▶ [TASK REQUIREMENTS]: Starting at the first line of the data below, repeat each line word for word up to and including the line with "call __aeabi_ldiv0, default=1, group=pico_divider".

Data records
PR #372, opened 2021-05-03
add PICO_DIVIDER_DISABLE_INTERRUPTS flag 

kilograham:
…which makes PICO_DIVIDER disable interrupts around division rather than using co-operative guards to protect nested use (i.e. within IRQ/exception). Use of this flag can simplify porting of RTOSes but with a different performance profile

### DIFF
--- a/src/rp2_common/pico_divider/divider.S
+++ b/src/rp2_common/pico_divider/divider.S
@@ -11,16 +11,21 @@
 .cpu cortex-m0plus
 .thumb
 
+// PICO_CONFIG: PICO_DIVIDER_DISABLE_INTERRUPTS, Disable interrupts around division such that divider state need not be saved/restored in exception handlers, default=0, group=pico_divider
+
 #include "pico/asm_helper.S"
 
+// PICO_CONFIG: PICO_DIVIDER_CALL_IDIV0, Whether 32 bit division by zero should call __aeabi_idiv0, default=1, group=pico_divider
 #ifndef PICO_DIVIDER_CALL_IDIV0
 #define PICO_DIVIDER_CALL_IDIV0 1
 #endif
 
+// PICO_CONFIG: PICO_DIVIDER_CALL_IDIV0, Whether 64 bit division by zero should call __aeabi_ldiv0, default=1, group=pico_divider
 #ifndef PICO_DIVIDER_CALL_LDIV0
 #define PICO_DIVIDER_CALL_LDIV0 1
 #endif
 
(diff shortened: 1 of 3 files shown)


src/rp2_common/pico_divider/divider.S
```diff
@@ -11,16 +11,21 @@
 .cpu cortex-m0plus
 .thumb
 
+// PICO_CONFIG: PICO_DIVIDER_DISABLE_INTERRUPTS, Disable interrupts around division such that divider state need not be saved/restored in exception handlers, default=0, group=pico_divider
```
lurch, line 14: There's no "#ifndef ... #define ... #endif" default-value defined for PICO_DIVIDER_DISABLE_INTERRUPTS ?

kilograham:
nope, no point as it is only used in that source file

lurch:
The reason I raised this is that I thought the https://github.com/raspberrypi/pico-sdk/blob/master/tools/extract_configs.py script would get upset if it finds a `PICO_CONFIG` entry without a matching default `#define` value. But I just ran the script against this PR and it didn't get upset! But that's because the script [currently](https://github.com/raspberrypi/pico-sdk/blob/master/tools/extract_configs.py#L118) only checks `.h` and `.c` files and not `.S` files.
This means that the `PICO_DIVIDER_DISABLE_INTERRUPTS` currently won't appear in the `pico_configs.tsv`, and so also won't appear in https://github.com/raspberrypi/pico-project-generator  (but this may or may not be a bad thing? :shrug: )

liamfraser (approved):
LGTM if the config thing Andrew mentioned is okay

kilograham:
> The reason I raised this is that I thought the https://github.com/raspberrypi/pico-sdk/blob/master/tools/extract_configs.py script would get upset if it finds a `PICO_CONFIG` entry without a matching default `#define` value. But I just ran the script against this PR and it didn't get upset! But that's because the script [currently](https://github.com/raspberrypi/pico-sdk/blob/master/tools/extract_configs.py#L118) only checks `.h` and `.c` files and not `.S` files.
> This means that the `PICO_DIVIDER_DISABLE_INTERRUPTS` currently won't appear in the `pico_configs.tsv`, and so also won't appear in https://github.com/raspberrypi/pico-project-generator (but this may or may not be a bad thing? 🤷 )

yeah in all fairness you wouldn't want this in project generator - would be nice if it still showed up in the documentation. perhaps we need two classes of #define anyway then.

lurch:
> would be nice if it still showed up in the documentation. perhaps we need two classes of #define anyway then.

I'll hopefully get back to working on `extract_configs.py` again at some point, as I still need to modify it to pull out all the `PICO_BUILD_DEFINE` settings which we want to automatically include in the documentation...

PR #375, opened 2021-05-03
Disable core 0 SIO FIFO IRQ during core1 launch sequence

kilograham:
This way the user can pre-install an IRQ handler to receive FIFO requests once the core starts, without it receiving any during the init


liamfraser (approved):

lurch:
Apologies if this is a stupid question, but is this a non-symmetrical process (i.e. core0 can only launch tasks on core1), or can core1 also launch tasks on core0 ?

kilograham:
> Apologies if this is a stupid question, but is this a non-symmetrical process (i.e. core0 can only launch tasks on core1), or can core1 also launch tasks on core0 ?

only one "task" on each core; core0 is already running, so yes this is just for getting code running on core 1

lurch:
> only one "task" on each core;

Sorry, bad terminology on my part - I meant "process" (singular) rather than "tasks" (plural).

> so yes this is just for getting code running on core 1

Yeah, I understood that the bootrom starts core0 and puts core1 into "sleep" (again please excuse my bad terminology!), with the "launch sequence" required for core0 to "wake up" core1; but I wasn't sure if core1 (once it's running) can also put core0 into this  same "sleep" state?

PR #380, opened 2021-05-05
Add hardware_exception for setting exception handlers at runtime

### LINKED ISSUE #127: Mechanism for setting exception handlers
I could be wrong, but there doesn't appear to be any way of setting exception handlers from code other than to create specially-named functions such as `isr_svcall`, which the documentation suggestsnot to do.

▶ [SOLUTION TO THE PROBLEM]:
PR #372, opened 2021-05-03
add PICO_DIVIDER_DISABLE_INTERRUPTS flag 

kilograham:
…which makes PICO_DIVIDER disable interrupts around division rather than using co-operative guards to protect nested use (i.e. within IRQ/exception). Use of this flag can simplify porting of RTOSes but with a different performance profile

### DIFF
--- a/src/rp2_common/pico_divider/divider.S
+++ b/src/rp2_common/pico_divider/divider.S
@@ -11,16 +11,21 @@
 .cpu cortex-m0plus
 .thumb
 
+// PICO_CONFIG: PICO_DIVIDER_DISABLE_INTERRUPTS, Disable interrupts around division such that divider state need not be saved/restored in exception handlers, default=0, group=pico_divider
+
 #include "pico/asm_helper.S"
 
+// PICO_CONFIG: PICO_DIVIDER_CALL_IDIV0, Whether 32 bit division by zero should call __aeabi_idiv0, default=1, group=pico_divider
 #ifndef PICO_DIVIDER_CALL_IDIV0
 #define PICO_DIVIDER_CALL_IDIV0 1
 #endif
 
+// PICO_CONFIG: PICO_DIVIDER_CALL_IDIV0, Whether 64 bit division by zero should call __aeabi_ldiv0, default=1, group=pico_divider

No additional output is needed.